We can create a semaphore via a multiprocessing.Semaphore instance and specify the number of child processes that can acquire the semaphore at a time.

For example:

...

# create a semaphore with a limit of 100

semaphore = multiprocessing.Semaphore(100)

The semaphore can be acquired by calling the acquire() function, for example:

...

# acquire the semaphore

semaphore.acquire()

By default, it is a blocking call, which means that the calling process will block until access becomes available on the semaphore.

Once acquired, the semaphore can be released again by calling the release() function.

...

# release the semaphore

semaphore.release()

Finally, the multiprocessing.Semaphore class supports usage via the context manager, which will automatically acquire and release the semaphore for you. As such it is the preferred usage, if appropriate for your program.

For example:

...

# acquire the semaphore

with semaphore:

    # ...

You can learn more about how to use a semaphore in the tutorial:


Free Python Multiprocessing Pool Course

Download your FREE Process Pool PDF cheat sheet and get BONUS access to my free 7-day crash course on the Process Pool API.
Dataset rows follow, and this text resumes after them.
PR #395, opened 2021-11-16
[FIX#323]: Adding announce for when user focuses on selection toolbox 

### LINKED ISSUE #323: Screen reader does not read that we have moved to the selection toolbar or the buttons within it
Screen reader does not read that vi have moved to the selection toolbar or the buttons within it

a-m-dev:
fix #323 

Based on @haxxmaxx work related to nebula selection, just a bit tweaks and modifying the test cases to support (better to say on tests perspective, to make sure that we are) announce while user focuses on selection toolbar!


src/locale/locales/en.json
```diff
@@ -3,6 +3,10 @@
     "value": "Showing {0} rows and {1} columns.",
     "comment": "number of rows and columns announced by the screen reader. (tew 210929)"
   },
+  "SNTable.Accessibility.SelectionToolbar": {
+    "value": "Selection Toolbar",
```
haxxmaxx, line 7:
```suggestion
    "value": "Moved to selection Toolbar",
```

src/table/utils/handle-accessibility.js
```diff
@@ -69,12 +69,13 @@ export const handleFocusoutEvent = (evt, shouldRefocus, keyboard) => {
...
 };
 
-export const focusSelectionToolbar = (element, keyboard, last) => {
+export const focusSelectionToolbar = (element, keyboard, last, announce) => {
   const clientConfirmButton = element
     .closest('.qv-object-wrapper')
     ?.querySelector('.sel-toolbar-confirm')?.parentElement;
   if (clientConfirmButton) {
     clientConfirmButton.focus();
+    announce({ keys: 'SNTable.Accessibility.SelectionToolbar' });
```
haxxmaxx, line 78: This should run in both cases, so put it before the if block

src/locale/locales/en.json
a-m-dev: ✅ Fixed

src/table/utils/handle-accessibility.js
a-m-dev: ✅ Fixed

haxxmaxx (approved):

haxxmaxx:
Wait to merge this until I have merged `crl/focus-sel-nebula`

haxxmaxx:
Close this since we will not solve this inside the table

PR #399, opened 2021-11-22
feat: sync version between package.json and api-spec

LiKang6688:
whenever you make a release,  the version in the api-spec  should always be equal to the version of the table


haxxmaxx (approved):
🥇

haxxmaxx:
pls merge if it is done :)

Discover how to use the Multiprocessing Pool including how to configure the number of workers and how to execute tasks asynchronously.

Learn more
 


How to Use a Semaphore With the Process Pool

We can create a multiprocessing.Semaphore instance and share it with the child worker processes in the process pool.

There are perhaps three ways we can share a multiprocessing.Semaphore instance with worker processes, they are:

  • By passing it as an argument when initializing the worker processes.
  • By passing it as an argument to tasks executed by the pool.
  • By using the ‘fork‘ start method, storing it in a global variable, then having child processes inherit the variable.

The third method, using the ‘fork‘ start method will work, and provides an easy way to share a semaphore with child worker processes.

You can learn more about inheriting global variables by child processes in the tutorial:

The problem is, the ‘fork‘ start method is not available on all platforms, e.g. it cannot be used on Windows.

Alternately, if we naively pass a multiprocessing.Semaphore as an argument when initializing the process pool or in a task executed by the process pool, it will fail with an error, such as:

Semaphore objects should only be shared between processes through inheritance

Instead, we must use a multiprocessing.Manager.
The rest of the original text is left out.